-- Opening Marker --
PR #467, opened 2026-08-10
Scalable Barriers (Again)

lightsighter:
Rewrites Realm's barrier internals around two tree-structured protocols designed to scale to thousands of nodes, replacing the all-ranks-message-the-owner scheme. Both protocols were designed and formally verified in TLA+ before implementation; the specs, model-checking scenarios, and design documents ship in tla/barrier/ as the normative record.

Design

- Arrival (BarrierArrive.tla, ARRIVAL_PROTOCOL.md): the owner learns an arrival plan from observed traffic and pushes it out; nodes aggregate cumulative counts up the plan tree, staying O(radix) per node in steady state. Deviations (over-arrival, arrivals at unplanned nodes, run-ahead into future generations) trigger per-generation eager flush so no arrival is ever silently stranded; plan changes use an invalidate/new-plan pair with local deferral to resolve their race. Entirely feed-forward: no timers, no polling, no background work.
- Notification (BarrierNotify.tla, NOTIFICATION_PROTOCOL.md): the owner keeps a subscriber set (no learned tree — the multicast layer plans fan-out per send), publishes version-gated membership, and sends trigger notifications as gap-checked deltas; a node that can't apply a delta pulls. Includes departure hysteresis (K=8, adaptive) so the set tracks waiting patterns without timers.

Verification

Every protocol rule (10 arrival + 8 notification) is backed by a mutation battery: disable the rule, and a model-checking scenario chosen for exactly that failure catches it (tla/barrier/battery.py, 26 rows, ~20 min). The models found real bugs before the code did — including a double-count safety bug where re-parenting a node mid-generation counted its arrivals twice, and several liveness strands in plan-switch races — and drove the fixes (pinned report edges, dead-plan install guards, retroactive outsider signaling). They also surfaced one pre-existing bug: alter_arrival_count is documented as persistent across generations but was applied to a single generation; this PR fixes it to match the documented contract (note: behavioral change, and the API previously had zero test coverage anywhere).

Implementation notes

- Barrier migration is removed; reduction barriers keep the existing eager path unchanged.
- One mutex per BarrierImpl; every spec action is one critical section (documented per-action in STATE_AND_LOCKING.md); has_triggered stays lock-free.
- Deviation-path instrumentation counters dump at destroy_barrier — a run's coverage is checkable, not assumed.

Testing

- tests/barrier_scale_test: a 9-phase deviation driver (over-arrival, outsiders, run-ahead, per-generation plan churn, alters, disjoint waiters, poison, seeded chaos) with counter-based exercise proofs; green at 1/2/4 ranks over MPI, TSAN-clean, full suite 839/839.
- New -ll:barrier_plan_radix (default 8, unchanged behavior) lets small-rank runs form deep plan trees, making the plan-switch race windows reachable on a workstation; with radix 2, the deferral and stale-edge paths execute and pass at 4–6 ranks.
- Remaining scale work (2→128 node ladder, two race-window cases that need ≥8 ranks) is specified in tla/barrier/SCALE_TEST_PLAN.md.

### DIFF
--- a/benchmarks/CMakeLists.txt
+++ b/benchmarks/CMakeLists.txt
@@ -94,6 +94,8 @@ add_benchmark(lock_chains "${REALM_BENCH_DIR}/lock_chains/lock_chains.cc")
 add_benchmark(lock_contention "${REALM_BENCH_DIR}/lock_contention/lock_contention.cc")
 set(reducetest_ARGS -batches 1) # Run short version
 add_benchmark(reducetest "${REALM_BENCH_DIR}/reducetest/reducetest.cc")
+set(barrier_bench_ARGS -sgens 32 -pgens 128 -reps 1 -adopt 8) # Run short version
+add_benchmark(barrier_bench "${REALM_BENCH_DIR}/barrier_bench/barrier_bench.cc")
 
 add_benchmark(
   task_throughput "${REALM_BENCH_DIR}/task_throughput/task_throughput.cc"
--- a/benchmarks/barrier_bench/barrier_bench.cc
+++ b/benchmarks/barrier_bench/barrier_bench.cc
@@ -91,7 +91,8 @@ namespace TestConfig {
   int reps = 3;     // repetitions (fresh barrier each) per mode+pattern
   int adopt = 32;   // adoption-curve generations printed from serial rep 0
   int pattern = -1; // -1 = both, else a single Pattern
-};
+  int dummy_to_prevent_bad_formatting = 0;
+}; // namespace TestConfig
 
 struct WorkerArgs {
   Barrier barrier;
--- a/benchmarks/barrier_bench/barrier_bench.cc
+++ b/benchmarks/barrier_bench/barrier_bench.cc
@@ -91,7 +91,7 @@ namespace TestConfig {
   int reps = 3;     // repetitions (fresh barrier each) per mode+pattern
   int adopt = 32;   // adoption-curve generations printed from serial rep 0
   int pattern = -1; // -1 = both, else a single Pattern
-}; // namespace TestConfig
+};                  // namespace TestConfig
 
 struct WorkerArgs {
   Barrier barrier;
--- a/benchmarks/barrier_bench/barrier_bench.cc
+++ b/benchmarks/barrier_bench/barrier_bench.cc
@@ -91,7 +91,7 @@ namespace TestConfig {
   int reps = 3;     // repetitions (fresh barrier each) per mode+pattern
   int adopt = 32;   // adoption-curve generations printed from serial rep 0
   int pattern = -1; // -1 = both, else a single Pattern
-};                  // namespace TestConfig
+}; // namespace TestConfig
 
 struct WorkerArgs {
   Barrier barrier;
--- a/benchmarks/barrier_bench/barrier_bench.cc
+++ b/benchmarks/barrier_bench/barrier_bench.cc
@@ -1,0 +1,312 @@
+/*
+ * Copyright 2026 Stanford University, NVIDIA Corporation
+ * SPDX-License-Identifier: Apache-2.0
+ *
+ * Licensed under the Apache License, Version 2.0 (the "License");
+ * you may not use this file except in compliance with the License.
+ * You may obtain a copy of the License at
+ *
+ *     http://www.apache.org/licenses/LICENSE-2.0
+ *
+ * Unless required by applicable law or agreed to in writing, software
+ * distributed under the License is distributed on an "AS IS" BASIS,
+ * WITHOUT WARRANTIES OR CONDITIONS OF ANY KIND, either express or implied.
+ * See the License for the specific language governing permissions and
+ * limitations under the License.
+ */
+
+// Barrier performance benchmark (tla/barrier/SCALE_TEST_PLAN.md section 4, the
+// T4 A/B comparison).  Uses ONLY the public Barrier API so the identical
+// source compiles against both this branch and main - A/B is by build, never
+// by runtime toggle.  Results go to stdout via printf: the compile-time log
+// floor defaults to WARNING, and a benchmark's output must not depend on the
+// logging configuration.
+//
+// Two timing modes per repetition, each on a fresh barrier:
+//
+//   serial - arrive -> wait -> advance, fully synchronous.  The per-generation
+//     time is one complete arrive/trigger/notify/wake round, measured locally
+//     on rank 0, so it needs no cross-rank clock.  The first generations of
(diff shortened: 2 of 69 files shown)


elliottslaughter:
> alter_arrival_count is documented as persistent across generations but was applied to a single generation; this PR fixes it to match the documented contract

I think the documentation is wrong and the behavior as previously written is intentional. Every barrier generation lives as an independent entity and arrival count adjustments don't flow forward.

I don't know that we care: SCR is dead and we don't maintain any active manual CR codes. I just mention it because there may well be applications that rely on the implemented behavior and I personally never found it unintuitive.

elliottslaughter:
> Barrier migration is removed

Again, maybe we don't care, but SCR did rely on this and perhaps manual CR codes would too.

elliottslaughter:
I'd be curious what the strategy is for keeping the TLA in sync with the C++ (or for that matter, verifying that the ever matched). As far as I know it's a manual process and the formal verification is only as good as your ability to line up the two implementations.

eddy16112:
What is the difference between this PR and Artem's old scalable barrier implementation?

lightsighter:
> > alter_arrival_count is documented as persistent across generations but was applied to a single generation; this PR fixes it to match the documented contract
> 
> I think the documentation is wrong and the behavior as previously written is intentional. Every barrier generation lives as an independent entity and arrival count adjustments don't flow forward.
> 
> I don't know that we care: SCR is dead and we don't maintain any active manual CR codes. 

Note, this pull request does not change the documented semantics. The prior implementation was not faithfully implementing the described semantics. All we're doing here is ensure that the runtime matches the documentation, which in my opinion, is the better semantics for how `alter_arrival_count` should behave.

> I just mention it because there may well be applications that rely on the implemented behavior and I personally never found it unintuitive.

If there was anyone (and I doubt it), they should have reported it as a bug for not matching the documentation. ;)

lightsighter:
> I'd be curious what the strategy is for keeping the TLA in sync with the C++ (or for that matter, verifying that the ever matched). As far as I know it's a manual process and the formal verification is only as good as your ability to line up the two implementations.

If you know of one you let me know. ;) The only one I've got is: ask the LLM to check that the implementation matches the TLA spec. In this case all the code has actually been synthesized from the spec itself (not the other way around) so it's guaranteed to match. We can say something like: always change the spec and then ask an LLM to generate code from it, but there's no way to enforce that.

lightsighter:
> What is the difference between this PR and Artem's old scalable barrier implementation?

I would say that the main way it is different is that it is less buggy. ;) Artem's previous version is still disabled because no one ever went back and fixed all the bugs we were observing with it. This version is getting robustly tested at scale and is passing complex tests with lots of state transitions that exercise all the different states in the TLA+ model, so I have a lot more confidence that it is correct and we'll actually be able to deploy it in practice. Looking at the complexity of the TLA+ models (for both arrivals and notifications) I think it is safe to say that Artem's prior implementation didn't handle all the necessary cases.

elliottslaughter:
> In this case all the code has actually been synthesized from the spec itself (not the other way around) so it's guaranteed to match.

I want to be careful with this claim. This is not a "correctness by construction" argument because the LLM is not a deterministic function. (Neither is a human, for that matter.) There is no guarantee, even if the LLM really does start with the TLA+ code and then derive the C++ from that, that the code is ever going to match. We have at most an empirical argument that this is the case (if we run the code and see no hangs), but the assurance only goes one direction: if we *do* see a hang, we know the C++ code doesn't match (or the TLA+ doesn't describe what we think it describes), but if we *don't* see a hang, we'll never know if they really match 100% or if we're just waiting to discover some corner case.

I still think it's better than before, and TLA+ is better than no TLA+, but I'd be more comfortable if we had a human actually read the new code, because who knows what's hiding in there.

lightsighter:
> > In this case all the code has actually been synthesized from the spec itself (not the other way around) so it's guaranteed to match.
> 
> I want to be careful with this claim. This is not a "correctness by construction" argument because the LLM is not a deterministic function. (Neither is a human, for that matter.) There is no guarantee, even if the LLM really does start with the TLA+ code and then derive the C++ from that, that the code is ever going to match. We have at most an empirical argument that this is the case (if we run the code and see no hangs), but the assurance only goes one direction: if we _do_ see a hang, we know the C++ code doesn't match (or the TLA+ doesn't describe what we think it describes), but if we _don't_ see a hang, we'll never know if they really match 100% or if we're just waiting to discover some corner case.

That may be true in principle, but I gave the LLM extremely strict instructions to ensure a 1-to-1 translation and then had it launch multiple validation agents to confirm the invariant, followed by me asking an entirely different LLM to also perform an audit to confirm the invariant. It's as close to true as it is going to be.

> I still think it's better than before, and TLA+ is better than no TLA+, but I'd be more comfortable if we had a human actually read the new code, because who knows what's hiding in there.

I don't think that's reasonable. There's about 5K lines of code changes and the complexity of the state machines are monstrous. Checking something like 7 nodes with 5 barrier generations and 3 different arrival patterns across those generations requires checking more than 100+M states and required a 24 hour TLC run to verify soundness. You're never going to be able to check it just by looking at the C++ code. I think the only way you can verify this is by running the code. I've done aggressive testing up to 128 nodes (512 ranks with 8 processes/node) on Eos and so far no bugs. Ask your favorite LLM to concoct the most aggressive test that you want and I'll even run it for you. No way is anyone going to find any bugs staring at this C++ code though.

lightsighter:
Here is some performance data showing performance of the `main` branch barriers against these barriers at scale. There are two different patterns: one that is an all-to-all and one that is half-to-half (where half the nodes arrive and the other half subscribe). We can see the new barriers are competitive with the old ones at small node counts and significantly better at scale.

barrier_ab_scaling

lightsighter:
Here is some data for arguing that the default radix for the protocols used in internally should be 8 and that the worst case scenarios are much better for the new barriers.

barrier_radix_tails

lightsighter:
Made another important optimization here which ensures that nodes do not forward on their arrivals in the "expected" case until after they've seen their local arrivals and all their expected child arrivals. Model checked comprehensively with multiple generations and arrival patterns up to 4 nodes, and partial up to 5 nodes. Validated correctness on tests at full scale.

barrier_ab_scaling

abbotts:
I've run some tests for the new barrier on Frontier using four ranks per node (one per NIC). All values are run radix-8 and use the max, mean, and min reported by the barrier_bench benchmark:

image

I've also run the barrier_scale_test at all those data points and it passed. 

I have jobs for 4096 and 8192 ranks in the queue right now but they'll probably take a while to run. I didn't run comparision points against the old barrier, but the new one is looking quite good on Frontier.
-- Closing Marker --
Which lines above hold the string "coverage"? Copy every one of them.

▸ **TASK SOLUTION**
Every protocol rule (10 arrival + 8 notification) is backed by a mutation battery: disable the rule, and a model-checking scenario chosen for exactly that failure catches it (tla/barrier/battery.py, 26 rows, ~20 min). The models found real bugs before the code did — including a double-count safety bug where re-parenting a node mid-generation counted its arrivals twice, and several liveness strands in plan-switch races — and drove the fixes (pinned report edges, dead-plan install guards, retroactive outsider signaling). They also surfaced one pre-existing bug: alter_arrival_count is documented as persistent across generations but was applied to a single generation; this PR fixes it to match the documented contract (note: behavioral change, and the API previously had zero test coverage anywhere).
- Deviation-path instrumentation counters dump at destroy_barrier — a run's coverage is checkable, not assumed.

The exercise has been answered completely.